→ **RECORDS FOR THIS EXERCISE**:
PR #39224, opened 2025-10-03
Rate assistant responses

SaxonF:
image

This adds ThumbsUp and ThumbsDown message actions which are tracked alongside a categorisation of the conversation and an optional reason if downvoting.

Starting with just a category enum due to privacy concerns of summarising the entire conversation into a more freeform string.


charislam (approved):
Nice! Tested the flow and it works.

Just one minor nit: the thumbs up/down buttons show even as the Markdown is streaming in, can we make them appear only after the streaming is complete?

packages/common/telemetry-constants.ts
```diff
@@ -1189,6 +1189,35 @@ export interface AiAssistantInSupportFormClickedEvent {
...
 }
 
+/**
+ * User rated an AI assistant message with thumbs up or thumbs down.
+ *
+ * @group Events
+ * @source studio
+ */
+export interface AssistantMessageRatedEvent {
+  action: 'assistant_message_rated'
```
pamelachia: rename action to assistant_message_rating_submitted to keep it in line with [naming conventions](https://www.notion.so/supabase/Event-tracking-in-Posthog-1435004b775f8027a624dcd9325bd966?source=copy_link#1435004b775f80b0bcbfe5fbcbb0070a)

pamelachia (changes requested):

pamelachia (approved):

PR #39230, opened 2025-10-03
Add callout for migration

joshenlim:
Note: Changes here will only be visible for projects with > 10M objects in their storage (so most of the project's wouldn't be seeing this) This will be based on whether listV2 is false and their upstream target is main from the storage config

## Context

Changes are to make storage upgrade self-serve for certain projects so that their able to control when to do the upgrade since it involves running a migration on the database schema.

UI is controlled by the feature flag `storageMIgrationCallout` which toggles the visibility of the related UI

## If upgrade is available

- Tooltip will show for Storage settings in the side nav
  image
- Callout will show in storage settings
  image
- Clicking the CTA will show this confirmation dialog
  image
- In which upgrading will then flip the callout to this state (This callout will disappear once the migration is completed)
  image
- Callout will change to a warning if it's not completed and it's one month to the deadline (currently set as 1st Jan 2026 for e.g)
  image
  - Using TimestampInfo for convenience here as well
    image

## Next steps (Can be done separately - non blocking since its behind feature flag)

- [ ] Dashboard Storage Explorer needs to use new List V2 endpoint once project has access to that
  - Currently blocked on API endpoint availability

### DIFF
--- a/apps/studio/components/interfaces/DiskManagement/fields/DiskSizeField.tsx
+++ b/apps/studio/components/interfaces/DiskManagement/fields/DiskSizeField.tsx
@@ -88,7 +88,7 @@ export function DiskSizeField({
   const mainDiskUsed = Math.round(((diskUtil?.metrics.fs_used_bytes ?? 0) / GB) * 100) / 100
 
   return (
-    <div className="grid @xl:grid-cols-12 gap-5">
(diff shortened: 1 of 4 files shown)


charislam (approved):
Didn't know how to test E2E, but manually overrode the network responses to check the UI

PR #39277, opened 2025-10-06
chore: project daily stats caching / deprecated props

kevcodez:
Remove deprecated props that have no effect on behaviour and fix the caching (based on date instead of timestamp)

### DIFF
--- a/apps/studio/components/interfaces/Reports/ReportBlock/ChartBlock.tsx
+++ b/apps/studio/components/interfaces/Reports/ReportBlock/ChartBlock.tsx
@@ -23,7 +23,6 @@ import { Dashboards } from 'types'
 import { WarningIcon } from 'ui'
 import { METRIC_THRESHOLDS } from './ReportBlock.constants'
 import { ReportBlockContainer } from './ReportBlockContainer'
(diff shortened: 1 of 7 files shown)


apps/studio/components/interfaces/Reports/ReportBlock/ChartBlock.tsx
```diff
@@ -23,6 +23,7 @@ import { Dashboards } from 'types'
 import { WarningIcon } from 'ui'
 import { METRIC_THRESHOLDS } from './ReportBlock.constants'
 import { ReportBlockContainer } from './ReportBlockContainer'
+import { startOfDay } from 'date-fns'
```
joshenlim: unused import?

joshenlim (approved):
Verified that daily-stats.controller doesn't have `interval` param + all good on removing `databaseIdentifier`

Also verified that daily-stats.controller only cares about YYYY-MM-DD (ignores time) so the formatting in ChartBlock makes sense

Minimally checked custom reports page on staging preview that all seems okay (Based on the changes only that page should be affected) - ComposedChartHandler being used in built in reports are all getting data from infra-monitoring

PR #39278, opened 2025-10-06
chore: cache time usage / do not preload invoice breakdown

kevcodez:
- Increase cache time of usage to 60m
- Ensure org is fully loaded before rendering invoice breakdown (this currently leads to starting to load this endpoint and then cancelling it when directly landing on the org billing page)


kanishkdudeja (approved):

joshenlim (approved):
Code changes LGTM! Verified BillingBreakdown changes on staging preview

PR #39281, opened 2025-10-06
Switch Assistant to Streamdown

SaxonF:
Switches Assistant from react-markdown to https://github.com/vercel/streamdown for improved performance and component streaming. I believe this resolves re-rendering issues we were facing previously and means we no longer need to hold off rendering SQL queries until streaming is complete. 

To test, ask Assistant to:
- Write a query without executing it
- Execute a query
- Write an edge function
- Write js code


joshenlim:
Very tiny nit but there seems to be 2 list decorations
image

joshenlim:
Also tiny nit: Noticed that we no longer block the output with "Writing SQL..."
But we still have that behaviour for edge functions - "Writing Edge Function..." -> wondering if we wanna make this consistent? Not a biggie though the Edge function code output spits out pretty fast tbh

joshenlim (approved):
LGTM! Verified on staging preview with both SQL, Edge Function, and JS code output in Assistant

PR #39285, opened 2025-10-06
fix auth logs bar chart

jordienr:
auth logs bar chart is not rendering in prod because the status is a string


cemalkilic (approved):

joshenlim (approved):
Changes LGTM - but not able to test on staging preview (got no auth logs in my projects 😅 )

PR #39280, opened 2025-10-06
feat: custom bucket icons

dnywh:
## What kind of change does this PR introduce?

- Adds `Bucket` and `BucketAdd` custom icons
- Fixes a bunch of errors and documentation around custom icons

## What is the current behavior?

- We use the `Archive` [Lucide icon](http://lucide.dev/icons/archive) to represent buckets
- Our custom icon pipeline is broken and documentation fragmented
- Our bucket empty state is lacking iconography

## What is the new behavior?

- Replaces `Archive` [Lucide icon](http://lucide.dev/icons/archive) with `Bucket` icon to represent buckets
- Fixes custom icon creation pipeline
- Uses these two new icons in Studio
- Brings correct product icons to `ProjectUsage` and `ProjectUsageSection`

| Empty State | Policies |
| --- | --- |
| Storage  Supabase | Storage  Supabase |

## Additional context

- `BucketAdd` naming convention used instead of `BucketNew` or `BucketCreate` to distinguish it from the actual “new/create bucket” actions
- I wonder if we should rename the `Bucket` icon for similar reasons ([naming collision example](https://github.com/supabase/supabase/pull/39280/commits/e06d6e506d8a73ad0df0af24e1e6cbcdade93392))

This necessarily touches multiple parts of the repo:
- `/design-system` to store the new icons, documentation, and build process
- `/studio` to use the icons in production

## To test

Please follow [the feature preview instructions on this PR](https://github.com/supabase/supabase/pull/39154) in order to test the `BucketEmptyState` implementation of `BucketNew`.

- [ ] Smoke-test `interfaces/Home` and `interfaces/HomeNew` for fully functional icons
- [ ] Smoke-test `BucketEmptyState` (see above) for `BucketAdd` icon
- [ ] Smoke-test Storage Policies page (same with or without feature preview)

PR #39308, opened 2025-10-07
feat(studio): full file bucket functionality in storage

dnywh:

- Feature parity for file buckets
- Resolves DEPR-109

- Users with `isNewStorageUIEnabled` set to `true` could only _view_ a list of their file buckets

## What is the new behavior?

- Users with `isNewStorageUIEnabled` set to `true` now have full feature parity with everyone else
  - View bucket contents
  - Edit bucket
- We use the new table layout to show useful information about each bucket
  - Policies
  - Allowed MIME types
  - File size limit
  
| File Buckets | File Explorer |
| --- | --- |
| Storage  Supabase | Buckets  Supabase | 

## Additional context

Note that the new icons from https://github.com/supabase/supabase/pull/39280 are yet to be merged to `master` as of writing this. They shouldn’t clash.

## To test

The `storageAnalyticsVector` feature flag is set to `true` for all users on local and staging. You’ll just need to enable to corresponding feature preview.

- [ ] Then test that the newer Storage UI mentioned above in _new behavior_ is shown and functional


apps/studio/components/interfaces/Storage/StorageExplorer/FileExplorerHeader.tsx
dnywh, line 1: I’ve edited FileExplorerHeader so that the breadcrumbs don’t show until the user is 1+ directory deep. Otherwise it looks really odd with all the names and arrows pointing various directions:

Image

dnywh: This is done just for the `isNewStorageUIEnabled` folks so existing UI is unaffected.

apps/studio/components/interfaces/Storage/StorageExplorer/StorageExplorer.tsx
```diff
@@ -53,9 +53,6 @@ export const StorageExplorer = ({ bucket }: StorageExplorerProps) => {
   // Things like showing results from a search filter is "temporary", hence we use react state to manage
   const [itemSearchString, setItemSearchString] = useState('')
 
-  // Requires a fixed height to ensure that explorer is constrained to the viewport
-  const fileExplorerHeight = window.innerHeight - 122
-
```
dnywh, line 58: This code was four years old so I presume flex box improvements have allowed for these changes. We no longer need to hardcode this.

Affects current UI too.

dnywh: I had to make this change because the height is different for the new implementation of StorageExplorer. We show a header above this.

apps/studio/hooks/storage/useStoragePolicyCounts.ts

→ **TASK DESCRIPTION**: Go through the listing, and whenever a line contains the string "instead", copy that line.

→ **TASK RESPONSE**:
Remove deprecated props that have no effect on behaviour and fix the caching (based on date instead of timestamp)
- `BucketAdd` naming convention used instead of `BucketNew` or `BucketCreate` to distinguish it from the actual “new/create bucket” actions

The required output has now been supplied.